◆ What the task asks ◆
The answer consists solely of the data below, reproduced exactly.

◆ The data ◆
PR #1127, opened 2023-11-01
Upgrade Angular

dhaselhan:
Upgrade Angular in both front ends to 16
Upgrade Node in Docker to 20
Apply fixes for upgrade issues


alcs-frontend/src/app/features/board/board.component.ts
```diff
@@ -489,7 +489,7 @@ export class BoardComponent implements OnInit, OnDestroy {
       data,
     });
 
-    dialogRef.afterClosed().subscribe((isDirty) => {
+    dialogRef.beforeClosed().subscribe((isDirty) => {
```
mhuseinov, line 492: is this an improvement, does not look like angular update

dhaselhan: This was from angular update, it was firing this after the dialog closed and we navigated to another page, bringing us right back to this page.

mhuseinov (approved):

◆ Solution ◆
PR #1127, opened 2023-11-01
Upgrade Angular

dhaselhan:
Upgrade Angular in both front ends to 16
Upgrade Node in Docker to 20
Apply fixes for upgrade issues


alcs-frontend/src/app/features/board/board.component.ts
```diff
@@ -489,7 +489,7 @@ export class BoardComponent implements OnInit, OnDestroy {
       data,
     });
 
-    dialogRef.afterClosed().subscribe((isDirty) => {
+    dialogRef.beforeClosed().subscribe((isDirty) => {
```
mhuseinov, line 492: is this an improvement, does not look like angular update

dhaselhan: This was from angular update, it was firing this after the dialog closed and we navigated to another page, bringing us right back to this page.

mhuseinov (approved):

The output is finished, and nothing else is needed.